Hanover Project’s final show of 2019 is CONCOMITANT; a collaboration between third-year students and outgoing Hanover Gallery interns Robin Fanner and Rikki Kirby, and professional artists David Howe from Liverpool and Jules Hefferon from Preston.

Reacting to Howe and Hefferon’s works Fanner and Kirby have pushed themselves with their own practice, incorporating techniques, media, and scale hitherto unused in their portfolios.

Howe’s intensely observed charcoal works are drawn directly from his personal experience of a recent research trip to the exclusion zone around the Chernobyl nuclear reactor and abandoned town of Pripyat. Despite being allowed access for only a short time under strict supervision the pathos he imbues in these arresting pieces is clearly palpable.

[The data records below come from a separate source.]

Issue #15822, opened 2019-10-04
[ORDER PAGE] Status Tab Order - 5/11


MatShir:
Part of the order page migration and redesign project.

**User Story**

As a merchant, when I check an order, I need to be able to see the status history with the editor of the status changes.

**Detailed specification**
Specs on the repo prestashop-specs
[Status tab](https://github.com/PrestaShop/prestashop-specs/blob/cc476f1fc0c71c63bd3ba4879131f5163fca05e7/Order%20Page%20View.md#v-tabs-panel)

matks:
Fixed by https://github.com/PrestaShop/PrestaShop/pull/16022

Issue #15818, opened 2019-10-04
[ORDER PAGE] Order Actions (update status, view invoice, delivery slip) - 1/11


MatShir:
Part of the order page migration and redesign project.

**User Storie**

As a merchant, when I check an order, I need to be able to change the order status and to view the invoice & the delivery slip

**Detailed specification**
Specs on the repo prestashop-specs
[Order Action Specs](https://github.com/PrestaShop/prestashop-specs/blob/cc476f1fc0c71c63bd3ba4879131f5163fca05e7/Order%20Page%20View.md#i-action-panel
)

matks:
Fixed by https://github.com/PrestaShop/PrestaShop/pull/16022

PR #16022, opened 2019-10-18
Migrate order action and status block

sarjon:
| Questions     | Answers
| Branch?       | develop
| Description?  | Migrates "Update status", "View invoice" and "View delivery slip" actions. In addition, whole "Status" block should behave the same as legacy.
| Type?         | refacto
| Category?     | BO
| BC breaks?    | no
| Deprecations? | no
| Fixed ticket? | Partially #15818 and fully #15822
| How to test?  | :warning: Rebuild assets :warning: "Update status", "View invoice" and "View delivery slip" actions should behave the same as in legacy page. In addition, whole "Status" block should behave the same as legacy as well.

---
This change is [Reviewable](https://reviewable.io/reviews/prestashop/prestashop/16022)

### DIFF
--- a/src/Core/Domain/Order/QueryResult/OrderCarrierForViewing.php
+++ b/src/Core/Domain/Order/QueryResult/OrderCarrierForViewing.php
@@ -78,10 +78,10 @@ class OrderCarrierForViewing
     /**
      * @param int $orderCarrierId
      * @param DateTimeImmutable $date
-     * @param string $name
+     * @param string $name Carrier name or null in case of virtual order
      * @param string $weight
      * @param int $carrierId
-     * @param string $price
+     * @param string $price Price or null in case of virtual order
      * @param string|null $trackingUrl
      * @param string|null $trackingNumber
      * @param bool $canEdit
@@ -89,10 +89,10 @@ class OrderCarrierForViewing
     public function __construct(
         int $orderCarrierId,
         DateTimeImmutable $date,
-        string $name,
+        ?string $name,
         string $weight,
         int $carrierId,
-        string $price,
+        ?string $price,
         ?string $trackingUrl,
         ?string $trackingNumber,
         bool $canEdit
@@ -127,7 +127,7 @@ class OrderCarrierForViewing
     /**
      * @return string
      */
-    public function getName(): string
+    public function getName(): ?string
     {
         return $this->name;
     }
@@ -143,7 +143,7 @@ class OrderCarrierForViewing
     /**
      * @return string
      */
-    public function getPrice(): string
+    public function getPrice(): ?string
     {
         return $this->price;
     }
--- a/src/PrestaShopBundle/Twig/Extension/LocalizationExtension.php
+++ b/src/PrestaShopBundle/Twig/Extension/LocalizationExtension.php
@@ -1,0 +1,64 @@
+<?php
+/**
+ * 2007-2019 PrestaShop SA and Contributors
+ *
+ * NOTICE OF LICENSE
+ *
+ * This source file is subject to the Open Software License (OSL 3.0)
+ * that is bundled with this package in the file LICENSE.txt.
+ * It is also available through the world-wide-web at this URL:
+ * https://opensource.org/licenses/OSL-3.0
+ * If you did not receive a copy of the license and are unable to
+ * obtain it through the world-wide-web, please send an email
+ * to license@prestashop.com so we can send you a copy immediately.
+ *
+ * DISCLAIMER
+ *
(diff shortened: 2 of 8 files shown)


src/PrestaShopBundle/Twig/Extension/LocalizationExtension.php
```diff
@@ -0,0 +1,64 @@
...
+ */
+
+namespace PrestaShopBundle\Twig\Extension;
+
+use DateTime;
+use DateTimeInterface;
+use Twig\Extension\AbstractExtension;
+use Twig_SimpleFilter;
+
+class LocalizationExtension extends AbstractExtension
```
sarjon, line 34: @matks wdyt about name?

Also, I think we should document this extension as it is very useful.

src/Core/Domain/Order/QueryResult/OrderCarrierForViewing.php
```diff
@@ -78,21 +78,21 @@ class OrderCarrierForViewing
     /**
      * @param int $orderCarrierId
      * @param DateTimeImmutable $date
-     * @param string $name
+     * @param string $name Carrier name or null in case of virtual order
```
PierreRambaud, line 81:
```suggestion
     * @param string|null $name Carrier name or null in case of virtual order
```

src/Core/Domain/Order/QueryResult/OrderCarrierForViewing.php
```diff
@@ -78,21 +78,21 @@ class OrderCarrierForViewing
...
      * @param string $weight
      * @param int $carrierId
-     * @param string $price
+     * @param string $price Price or null in case of virtual order
```
PierreRambaud, line 84:
```suggestion
     * @param string|null $price Price or null in case of virtual order
```

src/PrestaShopBundle/Twig/Extension/LocalizationExtension.php
```diff
@@ -0,0 +1,64 @@
...
+     */
+    public function __construct(string $contextDateFormatFull)
+    {
+        $this->dateFormatFull = $contextDateFormatFull;
+    }
+
+    public function getFilters(): array
+    {
+        return [
+            new Twig_SimpleFilter('date_format_full', [$this, 'dateFormatFull']),
```
PierreRambaud, line 52: I can't consider `Y-m-d H:i:s` as a full date format when you can have `2004-02-12T15:19:21+00:00` or `Thu, 21 Dec 2000 16:01:07 +0200`.
Should we have `default_date_format` instead?

sarjon: I don't think so, we have 2 different settings, so date can be displayed in different formats: full & lite.

See https://prnt.sc/pm2fxt

matks: Indeed this is "full according to PrestaShop formatting conventions"
It makes sense 👍as the format is controlled by PS

src/PrestaShopBundle/Twig/Extension/LocalizationExtension.php
matks: A bit generic ... but it works for now. We should monitor what else we'll put in it (right now it's a DateFormatterExtension). If we add more and more localization-related functions in it, there it works 👍

matks (dismissed):

src/PrestaShopBundle/Twig/Extension/LocalizationExtension.php
sarjon: Yeah, you are right, it's a little generic, maybe we can rename it to `DateFormatterExtension` instead? Now when I think about it, it wouldn't make sense to inject multiple services, if we need more, lets say for price display, we could better create `PriceFormatterExtension`.

matks: It makes sense to have multiple services if they are part of the same component. See `PrestaShopBundle\Twig\Extension\GridExtension` 😉 

Price formats and date formats are both linked to localization so I think it's alright to have them side by side.

matks: (it's unlikely that you'd need to localize dates but not prices)

sarjon:
Rebased.

PierreRambaud (approved):

jolelievre (approved):

Robin-Fischer-PS:
Hi @sarjon !

It's OK for me, thanks :)

matks:
Thank you @sarjon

In response Fanner contrasts how the UK’s most notorious nuclear establishment, Sellafield, hides in plain sight in bucolic Cumbria. This is despite it being the location of Europe’s worst nuclear incident and the site’s unenviable catalogue of entries on the International Nuclear Event Scale.

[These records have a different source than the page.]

Issue #15823, opened 2019-10-04
[ORDER PAGE] Documents Tab Order - 6/11


MatShir:
Part of the order page migration and redesign project.

**User Story**

As a merchant, when I check an order, I need to be able to see all the documents generated by the order.

**Detailed specification**
Specs on the repo prestashop-specs
[Documents tab
](https://github.com/PrestaShop/prestashop-specs/blob/cc476f1fc0c71c63bd3ba4879131f5163fca05e7/Order%20Page%20View.md#v-tabs-panel)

Hefferon employs an analogue photographic methodology largely unchanged since the birth of the medium. Deploying a large format negative camera almost seems counterproductive in our point, shoot, upload era but by limiting himself to two or three exposures per field trip he meticulously strives to find idiosyncratic elements on every outing. Immersive large-scale prints are rendered in such a way as to conjure thoughts of colour-field paintings, drawing the viewer into the minutiae that only a large negative can extract.

Kirby answers this with an approach to using digital photography that by necessity slows the process down; an unusual tactic for someone used to the rapidity of capturing phone-camera imagery. Instead of seeking out quirky motifs, she takes them with her, taking then the time to place them in mundane locales and await the right conditions.